Lunatic Fringe

Fast-forward, then, to 11 November 2007, and the final steps of a very different attempt to ‘make it’ in Vienna – not entry to the Art School this time, but into the Ernst Happel Stadion, on June 29, for the final of Euro 2008. We are among the 88,000 faithful congregated at the newly-opened Wembley Stadium to see England play Group E leaders (and already Switzerland-and-Austria-bound) Croatia in the final group game. The scenario was simple: should Russia win away to Andorra (a country so lowly – in footballing terms, if not geographic – that they even play their home games away), then England would require a draw to secure progression to the tournament stages. There is rain – and tension – in the air.

The details of the game are drearily familiar: Carson’s clanger, leaving 82 minutes for him to dwell on the dream-shattering reality of a howler on competitive international debut (82 minutes, therefore, for the fans to shit themselves with every incoming shot); Olić’s neat second, then a second-half fightback through Lampard and Crouch, before Petrić’s drive leaves England with a dozen minutes to claw themselves up from the precipice. Meanwhile, in Barcelona, Russia lead only by a single goal and, utterly incredibly, Andorra, the minnows of the minnows, fashion a goalscoring chance…

The rain is now torrential, and as England’s chances of qualification recede in the face of this bright and highly motivated Croat performance, the manager, Steve McClaren, could do nothing more than look on forlornly from the edge of his technical area, sheltered from the elements by a large, blue-and-red FA umbrella, his utterly English fecklessness accentuated by juxtaposition with his guitar-playing, chain-smoking opposite number, Slaven Bilić. Wembley may well possess the largest roof-covered seating capacity of any stadium in the world, but it might as well have been on Salisbury Plain as far as McClaren was concerned. There on his pitchside stage, at the dramatic hinge point of his life – a moment for him to inspire his players, to galvanize his countrymen – what did our hero do? He sipped on a hot beverage.

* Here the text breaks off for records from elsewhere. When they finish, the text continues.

PR #441, opened 2018-10-14
Add hint icon component

tinaroh:
It shows a gray icon with "i" (default) or "?" and when you click it, it pops up a modal. Will use this to provide more info to the user throughout the app.

### DIFF
--- a/src/components/shared/elements/Hint.tsx
+++ b/src/components/shared/elements/Hint.tsx
@@ -5,7 +5,8 @@ import {
   View,
   ScrollView,
   StyleSheet,
-  TextStyle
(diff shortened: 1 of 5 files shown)


src/components/shared/elements/Hint.tsx
```diff
@@ -0,0 +1,88 @@
...
+            size={20}
+            color={colors.modalIcon}
+          />
+        </TouchableOpacity>
+      </React.Fragment>
+    );
+  }
+}
+
+const styles = StyleSheet.create({
```
rahulgi: nit: explicitly typed styles

PR #465, opened 2018-10-23
Fix app name for Android

tinaroh:


rahulgi:
@tina this is changing the published bundle ID? Will the app store transparently handle this change for people who already have the app installed?

tinaroh:
We were already publishing with `assembleProdRelease`. We're not changing anything. But for some reason the productFlavor settings were not getting applied when I built without this change so when you open activity manager the name of the app was the default `app.raha.mobile.MainActivity` or whatever. 

I can try to dig more into why it's not getting applied though.

tinaroh:
BTW, bundle ID is an iOS concept. Product flavor is not something shown to the end user, it's a way to tell the build system what configurations to use.

rahulgi:
ah okay, gotcha. LGTM, thanks!

tinaroh:
I'm actually going to close this. Just built again and wasn't able to reproduce my issue from yesterday... Maybe something up with my phone...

Wetness personified (ironically enough); drenched in bathos. A drip.

Now, given that this is a man who appeared conversant with the post-sheepskin world of football management (indeed, he was headhunted by Manchester United on the basis of his forward-thinking, stat-wielding modernism) and thus one who, upon his appointment to the top job, engaged self-styled PR ‘guru’ Max Clifford – who else? – to manage his media relations, this was hardly the projection of the sort of image of Churchillian Gafferdom that his proudly three-lion-tattooed countrymen would have expected in their hour of need. It was anti-charisma; the instantaneous evaporation of all his credibility. How else can you describe such a colossally ill-judged act of berkishness? Surely Clifford had briefed him: “whatever you do, Steve, don’t make yourself look an ineffectual nincompoop in front of ninety-thousand Englanders”. “Check”.

So, how do you account for these self-inflicted wounds? What on earth possessed him?

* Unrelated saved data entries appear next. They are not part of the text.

PR #485, opened 2018-11-02
Full page invite token page during onboarding.

rahulgi:
Also forces all new members to create an identity video, regardless of whether they were invited via joint video.
Also fixes a bug in redirecting during onboarding.

screen

### DIFF
--- a/src/components/pages/LogIn.tsx
+++ b/src/components/pages/LogIn.tsx
@@ -446,7 +446,7 @@ class LogInView extends React.Component<LogInProps, LogInState> {
       const redirectParams = this.props.navigation.getParam("redirectParams");
       this.props.navigation.navigate(
         redirectTo,
-        ...(redirectParams ? redirectParams : {})
+        redirectParams ? redirectParams : {}
       );
       return;
     }
--- a/src/components/pages/Onboarding/InputInviteToken.tsx
+++ b/src/components/pages/Onboarding/InputInviteToken.tsx
@@ -98,7 +98,7 @@ class InputInviteTokenView extends React.Component<
                 </Text>
               )}
               <Button
-                title={`Confirm invite token`}
+                title="Confirm invite token"
                 disabled={this.state.inviteToken === undefined}
                 style={styles.button}
                 onPress={() => {
@@ -106,7 +106,7 @@ class InputInviteTokenView extends React.Component<
                 }}
               />
               <Button
-                title={`Continue without invite token`}
+                title="Continue without invite token"
                 disabled={this.state.inviteToken !== undefined}
                 style={styles.button}
                 onPress={this.props.onContinueWithoutToken}
--- a/src/components/pages/Onboarding/InputInviteToken.tsx
+++ b/src/components/pages/Onboarding/InputInviteToken.tsx
@@ -1,5 +1,5 @@
 import * as React from "react";
-import { View } from "react-native";
+import { View, ViewStyle } from "react-native";
 
 import {
   Button,
@@ -19,6 +19,7 @@ import { colors } from "react-native-elements";
 
 type OwnProps = {
   onInputInviteToken: (inviteToken: string) => any;
+  onContinueWithoutToken: () => any;
   onBack: () => any;
 };
 
@@ -76,7 +77,8 @@ class InputInviteTokenView extends React.Component<
           <View style={styles.body}>
             <View style={styles.card}>
               <Text style={{ fontSize: 18 }}>
-                Please enter your invite token:
+                If you were invited by an existing Raha member, please enter the
+                invite token you received in your invite email:
               </Text>
               <TextInput
                 autoFocus={true}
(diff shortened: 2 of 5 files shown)


src/components/pages/LogIn.tsx
```diff
@@ -446,7 +446,7 @@ class LogInView extends React.Component<LogInProps, LogInState> {
       const redirectParams = this.props.navigation.getParam("redirectParams");
       this.props.navigation.navigate(
         redirectTo,
-        ...(redirectParams ? redirectParams : {})
+        redirectParams ? redirectParams : {}
```
osdiab: meh bummer the types don't catch this, guess there's some leakage somewhere along the line?

src/components/pages/Onboarding/Onboarding.tsx
```diff
@@ -171,6 +173,10 @@ class OnboardingView extends React.Component<OnboardingProps, OnboardingState> {
       this.steps.push(prevState.step);
     }
 
+    if (prevProps.isLoggedIn && !this.props.isLoggedIn) {
+      this._redirectIfLoggedOut();
```
tinaroh: Should we return if this happens?

src/components/pages/Onboarding/Onboarding.tsx
```diff
@@ -182,7 +188,18 @@ class OnboardingView extends React.Component<OnboardingProps, OnboardingState> {
       this.state.verifiedName &&
       this.state.emailAddress
     ) {
-      this._goToStep(this._validatedCameraStep());
+      this._goToStep(this._validatedInviteTokenStep());
```
tinaroh: Should this case be removed now? This was for skipping the identity video if the user has a valid video already

tinaroh:
It's a lot of text for a technically optional step...
Can we say: "Were you invited by someone?" in header text,
"No" "Yes"

and if they click yes show the text input?

src/components/pages/Onboarding/OnboardingCreateAccount.tsx
```diff
@@ -67,17 +67,23 @@ class OnboardingCreateAccountView extends React.Component<
     const statusType = status ? status.status : undefined;
     switch (statusType) {
       case ApiCallStatusType.STARTED:
-        return <Text>Creating account...</Text>;
+        return <Text style={styles.paragraph}>Creating account...</Text>;
```
tinaroh: Do we override the invite video when the user creates an identity video?

rahulgi: nope

src/components/pages/Onboarding/InputInviteToken.tsx
```diff
@@ -88,24 +90,37 @@ class InputInviteTokenView extends React.Component<
...
+                style={styles.input}
               />
               {this.state.errorMessage && (
                 <Text style={[{ color: colors.error }, sharedStyles.paragraph]}>
                   {this.state.errorMessage}
                 </Text>
               )}
               <Button
-                title={`Confirm`}
+                title={`Confirm invite token`}
```
markulrich:
```suggestion
                title="Confirm invite token"
```

src/components/pages/Onboarding/Onboarding.tsx
```diff
@@ -277,28 +294,30 @@ class OnboardingView extends React.Component<OnboardingProps, OnboardingState> {
...
-      ? // The new member does not need to take a verification video
-        // if they have a valid joint invite video.
-        OnboardingStep.CREATE_ACCOUNT
-      : OnboardingStep.CAMERA;
+  _validatedInviteTokenStep() {
+    return this.props.hasValidInviteToken && this.state.inviteVideoIsValid
+      ? // The new member is not requested to input an invite token
+        // if they already have a valid one.
+        // Note, Previously we would send the user directly to CREATE_ACCOUNT
+        // if the onboarding video was joint. Now we require an identity video from
```
markulrich: I do like the idea of everyone having an identity video, but I also don't want to add it as a mandatory extra step for someone who already made a video with their friend as that feels very heavy for this early stage ... would be nice to let people see what Raha is about ASAP and then allow and encourage members to update their identity video at any time.

src/components/pages/LogIn.tsx
rahulgi: I think the leakage is in React-Navigation `getParam` returning `any` type. XD

src/components/pages/Onboarding/Onboarding.tsx
rahulgi: sounds like a good idea!

src/components/pages/Onboarding/Onboarding.tsx
rahulgi: let's give it a shot and can easily roll back if it turns out to be a sticking point

src/components/pages/Onboarding/InputInviteToken.tsx
rahulgi: 👍

src/components/pages/Onboarding/Onboarding.tsx
rahulgi: This is still used to check whether the video for the invite token that the user input exists before advancing.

Well, clearly the hapless McClaren’s ridiculous shelter-seeking can only be explained by an abject fear that the frankly preposterous quiff that he vigilantly maintains – an island of sparse vegetation undergoing rapid, aerosol-induced desertification as it drifts ever further from the continental land mass of his main coiffeuse – would be flattened, unflatteringly, by the teeming rain, leaving a great sodden ginger smear plastered to his bonce. And once those oh-so-carefully positioned follicles were relieved of their main job – simulating full-head-of-hair conditions (from a certain precise angle, in a certain light) – then who’s to tell how far down the face such a damp tongue might loll. Not so much a hairdo, as a hair-don’t, to borrow a much-used gag.

We can now chuckle at the absurdity of it all, but it’s worthwhile taking a moment here to question the wisdom of employing, in ostensibly the most important post in your national game, a man who, in order to maintain his self-esteem – and thus his authority as Boss – requires certain precise meteorological conditions to be in place! (“Sorry, guys, I won’t be coming in today. Too windy!”)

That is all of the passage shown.